*PROBLEM STATEMENT*. Scan the entries below for the string "html" and copy every line where it turns up.

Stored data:
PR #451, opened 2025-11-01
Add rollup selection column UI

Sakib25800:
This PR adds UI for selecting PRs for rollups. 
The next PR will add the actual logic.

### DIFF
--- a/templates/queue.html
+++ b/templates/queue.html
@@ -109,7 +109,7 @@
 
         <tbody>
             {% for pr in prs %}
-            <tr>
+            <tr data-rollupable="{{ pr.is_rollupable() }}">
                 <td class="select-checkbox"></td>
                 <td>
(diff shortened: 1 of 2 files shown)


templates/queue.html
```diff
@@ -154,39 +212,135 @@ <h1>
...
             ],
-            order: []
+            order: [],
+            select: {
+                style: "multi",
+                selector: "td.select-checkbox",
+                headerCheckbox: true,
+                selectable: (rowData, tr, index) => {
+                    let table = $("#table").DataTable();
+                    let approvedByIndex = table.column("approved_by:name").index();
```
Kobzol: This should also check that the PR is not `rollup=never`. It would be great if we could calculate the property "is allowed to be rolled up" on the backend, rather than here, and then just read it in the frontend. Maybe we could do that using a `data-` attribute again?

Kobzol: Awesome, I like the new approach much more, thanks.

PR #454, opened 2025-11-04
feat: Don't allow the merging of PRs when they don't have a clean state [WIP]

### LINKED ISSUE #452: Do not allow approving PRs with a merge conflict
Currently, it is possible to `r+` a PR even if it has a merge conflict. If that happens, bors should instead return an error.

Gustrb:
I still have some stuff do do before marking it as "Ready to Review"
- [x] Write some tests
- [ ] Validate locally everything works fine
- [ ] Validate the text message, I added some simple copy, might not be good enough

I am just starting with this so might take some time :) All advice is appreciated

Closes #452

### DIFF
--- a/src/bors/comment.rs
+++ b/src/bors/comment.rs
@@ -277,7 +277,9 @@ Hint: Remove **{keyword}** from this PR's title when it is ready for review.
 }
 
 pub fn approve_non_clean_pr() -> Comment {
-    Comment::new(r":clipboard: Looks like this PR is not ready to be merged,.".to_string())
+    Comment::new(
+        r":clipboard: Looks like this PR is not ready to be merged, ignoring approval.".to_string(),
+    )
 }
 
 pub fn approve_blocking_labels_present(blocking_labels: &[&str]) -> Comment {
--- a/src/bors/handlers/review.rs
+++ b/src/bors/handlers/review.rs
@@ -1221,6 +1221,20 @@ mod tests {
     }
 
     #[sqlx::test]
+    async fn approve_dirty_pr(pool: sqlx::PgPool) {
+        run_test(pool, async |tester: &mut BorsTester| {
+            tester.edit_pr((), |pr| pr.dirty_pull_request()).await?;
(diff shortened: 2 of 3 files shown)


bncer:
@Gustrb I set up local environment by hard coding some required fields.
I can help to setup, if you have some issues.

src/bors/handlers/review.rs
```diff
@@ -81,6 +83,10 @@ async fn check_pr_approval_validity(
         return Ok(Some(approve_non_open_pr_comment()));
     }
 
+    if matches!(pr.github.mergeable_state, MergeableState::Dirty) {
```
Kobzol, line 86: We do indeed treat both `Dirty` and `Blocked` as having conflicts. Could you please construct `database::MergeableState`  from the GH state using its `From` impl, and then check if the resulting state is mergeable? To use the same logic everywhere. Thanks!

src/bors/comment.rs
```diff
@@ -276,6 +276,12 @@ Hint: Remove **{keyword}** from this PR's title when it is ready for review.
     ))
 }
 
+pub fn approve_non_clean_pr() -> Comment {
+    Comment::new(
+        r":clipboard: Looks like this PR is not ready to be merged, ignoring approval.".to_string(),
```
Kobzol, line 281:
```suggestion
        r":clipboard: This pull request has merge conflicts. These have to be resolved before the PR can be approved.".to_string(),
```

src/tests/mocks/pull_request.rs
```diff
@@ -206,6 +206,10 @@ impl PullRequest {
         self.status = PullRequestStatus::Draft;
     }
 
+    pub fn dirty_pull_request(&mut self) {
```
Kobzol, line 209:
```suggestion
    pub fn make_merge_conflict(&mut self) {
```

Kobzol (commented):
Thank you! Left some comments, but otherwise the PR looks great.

*OUTPUT FOR THIS EXERCISE*.
--- a/templates/queue.html
+++ b/templates/queue.html
templates/queue.html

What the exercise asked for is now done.